Его губы на вкус терпкие, словно крепкий кофе без сахара. Нет, в этом поцелуе не было нежности и мягкости. Уверенные, ведущие касания не оставляли шансов на сопротивление. Чувствовала себя льдинкой, которая плавилась на его губах.
«Это грех – испытывать то, что я сейчас ощущаю!»
Несмотря на доводы разума, я приоткрыла рот под напором его губ и позволяла делать со мной все, что Алмазов считал нужным.
Так не целуются простые смертные. Нельзя одним поцелуем испепелить все преграды: девичьи табу, голос разума и прошлое, которое стояло между нами.
Чем властнее и напористее становились его прикосновения, тем сильнее росло мое желание стать равной партнершей в этом сражении. Схватила Романа за плечи, смяла в руках шелковую ткань белой рубашки, провела по его нижней губе кончиком языка.
Дыхание Алмазова изменилось… Но в следующий миг меня жестко опустили на землю.
– Дальше со своей истерикой будешь справляться без моей помощи! – процедил он зло, закинул ногу на ногу и опустил на колени планшет.
– Я не просила о помощи! Да за такую услугу в другой стране тебя можно было бы к суду привлечь! К сексуальным домогательствам только в России лояльное отношение! – гневно высказалась я.

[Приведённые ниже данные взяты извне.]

PR #775, opened 2018-07-06
Activate btrfs quota groups

### LINKED ISSUE #772: Support setup of btrfs quota groups
## Problem description

On a btrfs filesystem one run into trouble when subvolumes/snapshots gets filled with data such that there is not enough space left to let btrfs operate its tree organization. In order to avoid that the concept of quota groups exists which can receive limits.

In the quota system, each subvolume is assigned a quota group in the form of

* $qgroupid/(subvolume id)

In kiwi the setup of a quota group per subvolume should be done at image creation time, such that
further limits can be assigned later easily with ```btrfs qgroup limit```

Details on the qgroup setup can be found here:

* https://btrfs.wiki.kernel.org/index.php/Quota_support

So far the basic steps to invoke after the filesystem and all its volumes/snapshots were created are:

```
qgroupid=0
btrfs quota enable /
btrfs subvolume list / | cut -d' ' -f2 | xargs -I{} -n1 btrfs qgroup create $qgroupid/{} /
btrfs quota rescan /
``` 

The value for the qgroupid should be obtained dynamically by checking used groups with level 1 and calculating a free number. The following can be done __after__ quota was enabled

```
btrfs qgroup show /
```

The selected qgroupid should be written to /etc/snapper/configs/root if the directory /etc/snapper exists in the system to allow a pre-setup of the snapper toolkit

schaefi:
Enable quota group system for btrfs based systems.
This Fixes #772

### DIFF
--- a/kiwi/schema/kiwi.rnc
+++ b/kiwi/schema/kiwi.rnc
@@ -1254,7 +1254,7 @@ div {
         attribute btrfs_quota_groups { xsd:boolean }
         >> sch:pattern [ id = "btrfs_quota_groups" is-a = "image_type"
             sch:param [ name = "attr" value = "btrfs_quota_groups" ]
-            sch:param [ name = "types" value = "oem vmx docker" ]
+            sch:param [ name = "types" value = "oem vmx" ]
         ]
     k.type.btrfs_root_is_snapshot.attribute =
         ## Tell kiwi to install the system into a btrfs snapshot
@@ -1263,7 +1263,7 @@ div {
         attribute btrfs_root_is_snapshot { xsd:boolean }
         >> sch:pattern [ id = "btrfs_root_is_snapshot" is-a = "image_type"
             sch:param [ name = "attr" value = "btrfs_root_is_snapshot" ]
-            sch:param [ name = "types" value = "oem vmx docker" ]
+            sch:param [ name = "types" value = "oem vmx" ]
         ]
     k.type.btrfs_root_is_readonly_snapshot.attribute =
         ## Tell kiwi to set the btrfs root filesystem snapshot read-only
@@ -1275,7 +1275,7 @@ div {
         attribute btrfs_root_is_readonly_snapshot { xsd:boolean }
         >> sch:pattern [ id = "btrfs_root_is_readonly_snapshot" is-a = "image_type"
             sch:param [ name = "attr" value = "btrfs_root_is_readonly_snapshot" ]
-            sch:param [ name = "types" value = "oem vmx docker" ]
+            sch:param [ name = "types" value = "oem vmx" ]
         ]
     k.type.target_blocksize.attribute =
         ## Specifies the image blocksize in bytes which has to match
--- a/kiwi/schema/kiwi.rnc
+++ b/kiwi/schema/kiwi.rnc
@@ -1248,6 +1248,14 @@ div {
             sch:param [ name = "attr" value = "xen_server" ]
             sch:param [ name = "types" value = "oem vmx" ]
         ]
+    k.type.btrfs_quota_groups.attribute =
+        ## activate the quota system if the filesystem is btrfs based.
+        ## By default the quota system is inactive
+        attribute btrfs_quota_groups { xsd:boolean }
+        >> sch:pattern [ id = "btrfs_quota_groups" is-a = "image_type"
+            sch:param [ name = "attr" value = "btrfs_quota_groups" ]
+            sch:param [ name = "types" value = "oem vmx docker" ]
+        ]
     k.type.btrfs_root_is_snapshot.attribute =
         ## Tell kiwi to install the system into a btrfs snapshot
         ## The snapshot layout is compatible with the snapper management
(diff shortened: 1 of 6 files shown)


schaefi:
This is a start and needs review by some btrfs experts. So the patch enables quota groups which automatically leads to group generation per subvolume. I have tested building an image with the following simple type setup:

```xml
<type image="vmx" filesystem="btrfs">
    <systemdisk>
        <volume name="home"/>
     </systemdisk>
</type>
```

Once booted I get the following subvolumes and groups information

```
btrfs subvolume list /
ID 256 gen 27 top level 5 path @
ID 257 gen 11 top level 256 path home

btrfs qgroup show /
qgroupid         rfer         excl 
--------         ----         ---- 
0/5          16.00KiB     16.00KiB 
0/256       799.75MiB    799.75MiB 
0/257        16.00KiB     16.00KiB 
255/257      16.00KiB     16.00KiB
```

If snapper is installed kiwi also wrote:

```
cat /etc/snapper/configs/root 
0
```

Is this the expected behavior ?

schaefi:
Hmm, good point. I think quota groups makes sense in general because of the thing that btrfs become completely unusable if a volume fills up with data and exceeds the limit from which one btrfs doesn't work anymore. But that's just my personal understanding and I'm far away from being a btrfs expert. Surely Arvin could answer the question

schaefi:
@davidcassany there was no response by Arvin, probably he's busy with other stuff. I agree we should have an attribute to control qgroups enablement. I added:

```xml
<type ... btrfs_quota_groups="true"/>
```

Would you mind to take a short look again ?

Thanks

kiwi/schema/kiwi.rnc
```diff
@@ -1248,6 +1248,14 @@ div {
             sch:param [ name = "attr" value = "xen_server" ]
             sch:param [ name = "types" value = "oem vmx" ]
         ]
+    k.type.btrfs_quota_groups.attribute =
+        ## activate the quota system if the filesystem is btrfs based.
+        ## By default the quota system is inactive
+        attribute btrfs_quota_groups { xsd:boolean }
+        >> sch:pattern [ id = "btrfs_quota_groups" is-a = "image_type"
+            sch:param [ name = "attr" value = "btrfs_quota_groups" ]
+            sch:param [ name = "types" value = "oem vmx docker" ]
```
davidcassany: I don't see why docker is there... I believe it should only be enabled for disk images, thus oem and vmx only.

davidcassany: > found that btrfs_root_is_readonly_snapshot as well as btrfs_root_is_snapshot is also targeted to be valid for docker. I also think that's wrong but wasn't 100% sure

– Домогательство? – вновь этот ленивый уверенный тон. – Можешь даже заявление в прокуратуру написать, не страшно. У меня свидетельница есть, что это неправда. Стюардесса видела, как мы целовались. Домогательством там и не пахло, ты чуть рубашку на мне не порвала, – глумился он, а я в ужасе искала взглядом бортпроводницу. Стыдно-то как!
«Не смогла совладать с собой, растаяла от поцелуя!» – ругала себя мысленно.
– Твой «праведный» гнев не введет меня в заблуждение, – продолжал он, не замечая моего смущения. – Тебе понравилось. Не лги ни себе, ни мне!
«Нет, не понравилось! Это я от страха ориентиры потеряла!» – внушала себе. Хотелось прокричать эти мысли вслух, но толку, Алмазов мне не поверит.
Провалилась бы сквозь землю от стыда! Тут же опомнилась и прогнала эти мысли. Куда проваливаться? Я в самолете! Пусть лучше Алмазов исчезнет куда-нибудь! Ведь его слова меня цепляли за живое, была в них крохотная толика правды – поцелуй мне понравился!
Захотелось спрятать лицо в ладонях и завыть.
«А ну успокоилась, ты не страус, прятать голову в песок!»
– Больше никаких истерик! – отчитал меня Алмазов, заметив, наверное, мое состояние.
Вот же!.. Дикарь с первобытными замашками: сначала лезет целоваться, потом орет! Смерив его высокомерным гордым взглядом, демонстративно отвернулась.